Title: Large Language Models as Computational Engines and Virtual Domain Experts for Visual Data Analysis
Date: Thursday, October 10, 2024
Time: 9 a.m. - 11 a.m. ET (US)
Location: Technology Square Research Building (TSRB) 334
Virtual meeting (hybrid): Click here to join Zoom meeting
Alexander Bendeck
Ph.D. Student in Computer Science
School of Interactive Computing
Georgia Institute of Technology
Committee
Dr. John Stasko (Advisor) - School of Interactive Computing, Georgia Institute of Technology
Dr. Alex Endert - School of Interactive Computing, Georgia Institute of Technology
Dr. Clio Andris - School of City and Regional Planning, Georgia Institute of Technology
Dr. Cindy Xiong Bearfield - School of Interactive Computing, Georgia Institute of Technology
Dr. Ross Maciejewski - School of Computing and Augmented Intelligence, Arizona State University
Abstract
Advances in generative artificial intelligence have led to the development of pre-trained large language models (LLMs) which are widely available and broadly useful. For data visualization researchers, LLMs have the promise to extend existing research threads in exciting directions, potentially super-charging visualization systems with their vast domain knowledge and computational power. However, LLM-powered systems pose new challenges for both visualization researchers and our intended system users. For instance, well-documented hallucination and inconsistency issues with LLMs can inhibit visualization system performance and erode user trust. We also have little formal understanding of LLMs’ ability to help data analysts with specific tasks.

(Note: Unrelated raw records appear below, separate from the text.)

PR #65, opened 2026-08-19
fix(retrieval): bound the KNN candidate pool instead of clamping silently

### LINKED ISSUE #64: KNN candidate pool is silently truncated at the sqlite-vec cap, so the filter and metadata over-fetch stop working
`VectorStore::search` clamps the KNN `k` to `MAX_KNN_K` (4096), which is the sqlite-vec hard limit.
That clamp is correct and is what stopped vector search failing outright (#38 / #42). The problem is
that nothing upstream knows it exists, so the candidate pool is computed as if it were unbounded and
the truncation is invisible.

## How the pool is built

Three multipliers compound before the request reaches storage:

| step | location | effect |
|---|---|---|
| query-type scaling | `compute_vector_candidates(limit, multiplier)` in `retrieval/hybrid.rs` | `limit * multiplier`, min 50 |
| filter over-fetch | `run_hybrid_search` in `retrieval/hybrid.rs` | `* 4`, min 200, when filters are active |
| metadata over-fetch | `search_vector_with_stores` in `retrieval/vector.rs` | `* 1.5`, min `limit + 10` |
| clamp | `VectorStore::search` in `storage/vector.rs` | `min(4096)`, logged at `debug` only |

A natural-language query with an active filter therefore asks for `limit * 5 * 4 * 1.5`. At
`limit = 20` that is 600; at `limit = 200` it is 6000, past the cap.

## Why it matters

The clamp is silent. It is emitted at `tracing::debug!`, which is off by default, and nothing in the
returned value tells the caller the pool was reduced. Two consequences:

1. **The over-fetch stops working exactly when it is needed.** The `* 4` filter over-fetch and the
   `* 1.5` metadata over-fetch exist so that post-fetch filtering and missing metadata do not empty
   the window. Once the request is clamped, those multipliers are inert: a selective filter over a
   4096-row window can still under-fill the vector arm, weakening RRF and giving the reranker less
   to work with.
2. **It is a silent behaviour change in a public API.** `VectorStore::search` is `pub`. A caller
   asking for more than 4096 gets fewer results with no error and no signal.

This is strictly better than the previous behaviour, where exceeding the cap was a hard error that
dropped the whole vector arm and fell back to BM25-only. It is not a regression. But the same
lesson from #38 applies: the reason that bug was undiagnosable was a swallowed signal, and this is a
quieter version of the same shape.

## Possible directions

- Bound the pool where it is computed, so the arithmetic in `hybrid.rs` and `retrieval/vector.rs`
  is honest about the ceiling rather than relying on the storage layer to silently fix it up.
- Raise the clamp log from `debug` to `warn` so `-v` shows it.
- Return the requested-vs-fetched count from `VectorStore::search` so callers can decide.

The first two change no ranking behaviour: the same `k` still reaches sqlite-vec, so the same
candidates come back. The third is an API change and would want maintainer input.

Reported originally as review feedback on #42 by cubic; filing it so it is tracked rather than lost
in a merged PR's thread.

citron07r:
Fixes #64.

Follow-up to review feedback left on #42 by @cubic-dev-ai that was never actioned before that PR
merged. The observation was correct.

## What was wrong

The clamp in `VectorStore::search` is what keeps vector search working at all — before #42, exceeding
the cap was a hard error that dropped the entire vector arm and fell back to BM25-only (#38). That
part is right and stays.

The problem is that nothing upstream knew the cap existed. Three multipliers compound before the
request arrives:

| step | effect |
|---|---|
| `compute_vector_candidates` | `limit * multiplier`, min 50 |
| filter over-fetch in `run_hybrid_search` | `* 4`, min 200, when filters are active |
| metadata over-fetch in `search_vector_with_stores` | `* 1.5`, min `limit + 10` |
| `VectorStore::search` | `min(4096)`, logged at `debug` |

So the pool was computed as if unbounded and the shortfall was invisible: `debug` is off by default
and nothing in the return value signals it. Two consequences:

1. **The over-fetch goes inert exactly when it is needed.** Both over-fetches exist so that
   post-fetch filtering and missing metadata cannot empty the window. Above the cap they do nothing,
   so a selective filter over a 4096-row window can still under-fill the vector arm feeding RRF and
   the reranker.
2. **Silent behaviour change in a public API.** `VectorStore::search` is `pub`; a caller asking for
   more than 4096 gets fewer results with no error.

## What changed

- `MAX_KNN_K` is now `pub`, so callers can size against the real ceiling.
- `candidate_pool` sizes the request against that ceiling and returns `(requested, fetched)`, and the
  caller warns when they differ, naming the query.
- The storage clamp stays as a backstop, with its log raised from `debug` to `warn` — reaching it now
  means an external caller, not Vera's own path.
- `limit + 10` became `saturating_add(10)`; it could overflow on a caller-supplied limit near
  `usize::MAX`.

## On the retrieval path instruction

**No ranking change, and no benchmark run.** The same `k` reaches sqlite-vec before and after, so the
same candidates come back in the same order; only the reporting differs. The pool arithmetic is
moved, not altered:

- below the cap, `candidate_pool` returns exactly what the old expression did — pinned by
  `assert_eq!(candidate_pool(10), (20, 20))` and `assert_eq!(candidate_pool(100), (150, 150))`
- above it, the value passed to `search` is `MAX_KNN_K`, which is what the storage clamp produced
  anyway

Happy to run the suite if you would rather have it on record, but I did not want to present a run
whose result is determined by construction.

## Verification

`cargo test --workspace` 916 passed / 0 failed. `cargo fmt --check` clean.
`cargo clippy -p vera-core --lib` reports only the five warnings already present on `master`.

`candidate_pool_is_bounded_by_the_knn_cap` is a pure test with no assets, covering the below-cap,
at-cap and `usize::MAX` cases.

---
## Summary by cubic
Bounds the KNN candidate pool to the sqlite-vec cap and surfaces shortfalls without logging user queries. Previously, `VectorStore::search` silently clamped k>4096 at `debug`; now retrieval sizes against the cap, warns on short pools, and ranking is unchanged.

- Exposes `MAX_KNN_K` and adds `candidate_pool(limit) -> (requested, fetched)`; emits `warn` when `requested > fetched` (warning omits the query text).
- Keeps the storage-level clamp as a backstop and raises its log to `warn`.
- Switches `limit + 10` to `saturating_add(10)` to avoid overflow.
- Migration: external callers must size candidate pools to `MAX_KNN_K` to avoid warnings and inert over-fetch.

<sup>Written for commit ef9bd4c5337579be03a6aa41a81ed863d89c7a0f. Summary will update on new commits.</sup>

<a href="https://cubic.dev/pr/VeraTools/Vera/pull/65?utm_source=github" target="_blank" rel="noopener noreferrer" data-no-image-dialog="true"><picture><source media="(prefers-color-scheme: dark)" srcset="https://www.cubic.dev/buttons/review-in-cubic-dark.svg"><source media="(prefers-color-scheme: light)" srcset="https://www.cubic.dev/buttons/review-in-cubic-light.svg">Review in cubic</picture></a>

### DIFF
--- a/crates/vera-core/src/retrieval/vector.rs
+++ b/crates/vera-core/src/retrieval/vector.rs
@@ -62,8 +62,10 @@ pub async fn search_vector_with_stores(
     // 2. Search the vector store for nearest neighbors.
     let (requested, candidates) = candidate_pool(limit);
     if requested > candidates {
+        // Deliberately without the query text: the surrounding `debug!` calls
+        // carry it, but this one is on by default, and a search query is user
+        // content that should not be raised into default-visible logs.
         warn!(
-            query = query,
             requested,
             fetched = candidates,
             "candidate pool exceeds the sqlite-vec KNN cap; the filter and \
--- a/crates/vera-core/src/retrieval/vector.rs
+++ b/crates/vera-core/src/retrieval/vector.rs
@@ -7,11 +7,11 @@
 //! don't appear literally in results (e.g., "memory allocation" finds `alloc`).
 
 use anyhow::Result;
-use tracing::debug;
+use tracing::{debug, warn};
 
 use crate::embedding::{EmbeddingError, EmbeddingProvider};
 use crate::storage::metadata::MetadataStore;
-use crate::storage::vector::VectorStore;
+use crate::storage::vector::{MAX_KNN_K, VectorStore};
 use crate::types::SearchResult;
 
 /// Errors specific to vector search.
@@ -60,9 +60,16 @@ pub async fn search_vector_with_stores(
     );
 
     // 2. Search the vector store for nearest neighbors.
-    // Fetch extra candidates to account for missing metadata without doubling
-    // large caller-selected candidate pools.
-    let candidates = limit.saturating_add(limit / 2).max(limit + 10);
+    let (requested, candidates) = candidate_pool(limit);
+    if requested > candidates {
+        warn!(
+            query = query,
+            requested,
+            fetched = candidates,
+            "candidate pool exceeds the sqlite-vec KNN cap; the filter and \
+             metadata over-fetch are inert above it"
+        );
+    }
 
     let vector_results = vector_store
         .search(&query_embedding, candidates)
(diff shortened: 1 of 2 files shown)


citron07r:
@coderabbitai review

The aim of my thesis work is to study the potential use of LLMs as “virtual domain experts” during visual data analysis. This includes two main goals: First, to evaluate LLMs at applying their knowledge bases to data- and chart-centric tasks; and second, to study user task completion, satisfaction, and trust for LLM-powered visualization systems. I addressed the first goal through an empirical evaluation of the GPT-4V multimodal language model on a suite of visualization literacy tasks, demonstrating the state of the art in LLM performance at reading and understanding visualizations. I propose subsequent work to address both goals by assessing LLMs’ domain knowledge and generative capabilities on two specific tasks: question answering and data integration. For each task, I will conduct formative studies, empirical evaluations, and design probes using prototype visualization systems, exploring both technical and human-centered perspectives on the use of LLMs during visual data analysis.